I blamed everyone else for how I felt, venting my anger at random, you know what it’s like. I knew, deep down, that I only had myself to blame. I was the one who was lost. To make matters worse, I had to put up phony smiles and grown-ups gushing, “Oh, to be fourteen again, what a marvellous age!” A crap age, more like. But people grow up, don’t they? They forget.
The idea of varied voice – the “older” and younger versions of Katia; the family that Katia fails to appreciate and the family that Olga loved and lost; the thawing of Katia’s icy attitude as she learns about the icy chill of the concentration camp; the transformation from an unforgiving to a more understanding teenager; the realization that “Cruella de Vil” is not a villain but a kindly old lady with a tortured past; and ultimately, the love that remained in Olga for Russia, and all Russians, despite the suffering it brought to many families – could be said to be reflected in the structure and literary flourish of the prose itself. Anna Lavatelli regularly alternates long and short sentences, switching bolshy teenage speak for gentler, more poignant language the more we venture into the beauty, but also the anguish and pain, of Olga’s life in Stalinist Russia:
One night someone stole my shoes. We used to keep them on all the time, but there were light-fingered thieves among us, people who’d slip them off you before you knew it. If you had no shoes, you couldn’t work. But you had to work to eat. Katia untied her laces and handed me her boots.

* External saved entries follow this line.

PR #2472, opened 2019-12-14
add ZManaged#preallocateManaged

mschuwalow:
/cc @iravid

### DIFF
--- a/core/shared/src/main/scala/zio/ZManaged.scala
+++ b/core/shared/src/main/scala/zio/ZManaged.scala
@@ -1441,7 +1441,7 @@ object ZManaged {
    */
   final def scope[R]: ZManaged[R, Nothing, Preallocate] =
     ZManaged {
-      Ref.make(Map.empty[Int, Exit[Any, Any] => ZIO[R, Nothing, Any]]).flatMap { finalizers =>
+      Ref.make(Map.empty[Long, Exit[Any, Any] => ZIO[R, Nothing, Any]]).flatMap { finalizers =>
         Ref.make(-1L).map(_.update(_ + 1L)).map { nextIndex =>
           Reservation(
             acquire = ZIO.succeed {
--- a/core/shared/src/main/scala/zio/ZManaged.scala
+++ b/core/shared/src/main/scala/zio/ZManaged.scala
@@ -585,6 +585,23 @@ final class ZManaged[-R, +E, +A] private (reservation: ZIO[R, E, Reservation[R, 
     }
 
   /**
+   * Preallocates the managed resource inside an outer managed, resulting in a ZManaged that reserves and acquires immediately and cannot fail.
+   */
+  final def preallocateManaged: ZManaged[R, E, Managed[Nothing, A]] =
+    ZManaged.finalizerRef[R](_ => ZIO.unit).mapM { finalizer =>
+      ZIO.uninterruptibleMask { restore =>
+        for {
+          env      <- ZIO.environment[R]
+          res      <- reserve
+          _        <- finalizer.set(res.release)
+          resource <- restore(res.acquire)
+        } yield ZManaged.make(ZIO.succeed(resource))(
+          _ => res.release(Exit.Success(resource)).provide(env) *> finalizer.set(_ => ZIO.unit)
+        )
+      }
+    }
+
+  /**
    * Provides the `ZManaged` effect with its required environment, which eliminates
    * its dependency on `R`.
    */
@@ -1422,7 +1439,7 @@ object ZManaged {
   /**
    * Creates a scope in which resources can be safely preallocated.
    */
-  final def preallocateManaged[R, E, A]: ZManaged[R, Nothing, Preallocate] =
+  final def scope[R]: ZManaged[R, Nothing, Preallocate] =
     ZManaged {
       Ref.make(Map.empty[Int, Exit[Any, Any] => ZIO[R, Nothing, Any]]).flatMap { finalizers =>
         Ref.make(-1).map(_.update(_ + 1)).map { nextIndex =>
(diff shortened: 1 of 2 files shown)


core/shared/src/main/scala/zio/ZManaged.scala
```diff
@@ -572,6 +572,8 @@ final class ZManaged[-R, +E, +A] private (reservation: ZIO[R, E, Reservation[R,
 
   /**
    * Preallocates the managed resource, resulting in a ZManaged that reserves and acquires immediately and cannot fail.
+   * You should take care that you are not interrupted between running preallocate and actually acquiring the resource
+   * as you might leak otherwise.
    */
   final def preallocate: ZIO[R, E, Managed[Nothing, A]] =
```
adamgfraser: Do we need to expose this as part of the API? It would be safer if we could only preallocate resources in the context of `preallocateManaged` so we couldn't leak them, or at least it would be much more difficult to do so. But maybe that doesn't give you the power to do what you want with this.

mschuwalow: I can see your point. To use this safely you would almost always need to use uninterruptible / ensuring which is not something we would want to expose to users. On the other hand this will be often more convenient than preallocateManaged.

Maybe lets wait for a few more opinions and then decide what to do with it.

core/shared/src/main/scala/zio/ZManaged.scala
```diff
@@ -926,6 +945,10 @@ object ZManaged {
       ZManaged.environment.flatMap(f)
   }
 
+  trait Preallocate {
```
iravid: How about:
```scala
trait Scope {
  def allocate
}
```
?

core/shared/src/main/scala/zio/ZManaged.scala
iravid: I'd love to keep `preallocate` around as it's a pretty handy combinator for tricky situations.

core/shared/src/main/scala/zio/ZManaged.scala
mschuwalow: I think naming this scope is better, Preallocate name is a remnant from previous naming.
I don't know about allocate not being apply. I think this would often become more clumsy:
```scala
val resource: Managed[Nothing, Int] = ???

ZManaged.scope.use { scope =>
  scope.preallocate(resource)
} 
```

iravid: Ok, agreed about `apply` - sounds good to me.

core/shared/src/main/scala/zio/ZManaged.scala
```diff
@@ -1413,6 +1436,41 @@ object ZManaged {
...
+                  ZIO.uninterruptibleMask { restore =>
+                    for {
+                      env      <- ZIO.environment[R]
+                      res      <- managed.reserve
+                      resource <- restore(res.acquire).onError(err => res.release(Exit.Failure(err)))
+                      index    <- nextIndex
+                      release  = res.release.andThen(_.provide(env))
+                      _        <- finalizers.update(_ + (index -> release))
+                    } yield ZManaged
+                      .make(ZIO.succeed(resource))(_ => release(Exit.Success(resource)) *> finalizers.update(_ - index))
```
```suggestion
                      .make(ZIO.succeed(resource))(_ => release(Exit.Success(resource)).ensuring(finalizers.update(_ - index)))
```

to avoid double execution if a defect occurs?

core/shared/src/main/scala/zio/ZManaged.scala
```diff
@@ -1413,6 +1436,41 @@ object ZManaged {
    */
   val never: ZManaged[Any, Nothing, Nothing] = ZManaged.fromEffect(ZIO.never)
 
+  /**
+   * Creates a scope in which resources can be safely preallocated.
+   */
+  final def scope[R]: ZManaged[R, Nothing, Preallocate] =
+    ZManaged {
+      Ref.make(Map.empty[Int, Exit[Any, Any] => ZIO[R, Nothing, Any]]).flatMap { finalizers =>
+        Ref.make(-1).map(_.update(_ + 1)).map { nextIndex =>
```
```suggestion
        Ref.make(-1L).map(_.update(_ + 1L)).map { nextIndex =>
```

core/shared/src/main/scala/zio/ZManaged.scala
```diff
@@ -1413,6 +1436,41 @@ object ZManaged {
    */
   val never: ZManaged[Any, Nothing, Nothing] = ZManaged.fromEffect(ZIO.never)
 
+  /**
+   * Creates a scope in which resources can be safely preallocated.
+   */
+  final def scope[R]: ZManaged[R, Nothing, Preallocate] =
+    ZManaged {
+      Ref.make(Map.empty[Int, Exit[Any, Any] => ZIO[R, Nothing, Any]]).flatMap { finalizers =>
```
```suggestion
      Ref.make(Map.empty[Long, Exit[Any, Any] => ZIO[R, Nothing, Any]]).flatMap { finalizers =>
```

core/shared/src/main/scala/zio/ZManaged.scala
mschuwalow: good catch!

core/shared/src/main/scala/zio/ZManaged.scala
mschuwalow: I hope no one uses this in a way that this becomes necessary :D

iravid: Haha. It's actually not that far fetched if you, for example, have a long running stream that opens and closes files in a high-throughput system.

iravid: I was almost about to suggest `Map[UUID, Finalizer]` but I thought that really is overkill.

iravid:
Ok so just `s/trait Preallocate/trait Scope` and this should be good to go.

core/shared/src/main/scala/zio/ZManaged.scala
mschuwalow: we could use BigInteger :D

iravid:
Great work @mschuwalow!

“What will you do?” I asked.
“I don’t need them where I’m going.”
I thought she’d found a job in the hut. Sometimes they’d have us empty the latrines.
My sister was dead before night fell.
The growing depth, in both character and plot, are captured beautifully in the poems of Yevgeny Yevtushenko:
Snow flakes are falling…
Some day I shall go…
About death I’m not worrying
I’m mortal, I know.
It’s Russia that I love so
with my backbone, my blood,
its rivers when iced, or
when lively they flood.
Deep in heart, feeling anxious,
I hope against hope
that I did help my Russia
to the extent I could cope.
It may once and for ever
forget me, with ease,
but I wish it would never
ever cease to exist.
I do not believe in.
If Russia keeps living
I’ll keep living as well.
The English translation is very careful to maintain the flavour and register of the teenage voice in the Italian, updating it where necessary to be believable, but remaining, on the whole, faithful to an original which could be said, in places, to have a slightly urbane, rather than an edgy, urban, feel.
As the story advances, we realize this is intentional, the author using language to create the distance needed to hint at a journey, the growing up, that takes place in between. The connection with the young teenage self is cleverly maintained, as Katia confers with the reader about things only teenage readers like herself will understand.
To help place Non chiamatela Crudelia Demon, an obvious parallel, in terms of historic content, would be The Boy in the Striped Pyjamas. The two share an ability to convey power and poignancy more through what is not said than what is. In this case, much meaning is also hidden between the lines of Yevtushenko’s beautiful verse.
In terms of authenticity and the classical depiction of young angst – To Kill a Mocking Bird or Catcher in the Rye might be useful comparisons. This is not to say Lavatelli’s novel is akin to a great American classic (although it could well become a contemporary one) it does shares the same strong characterisation and point of view, inviting readers into a period of history, and making an albeit gentler attack on entrenched attitudes, in an equally authentic but less vernacular voice.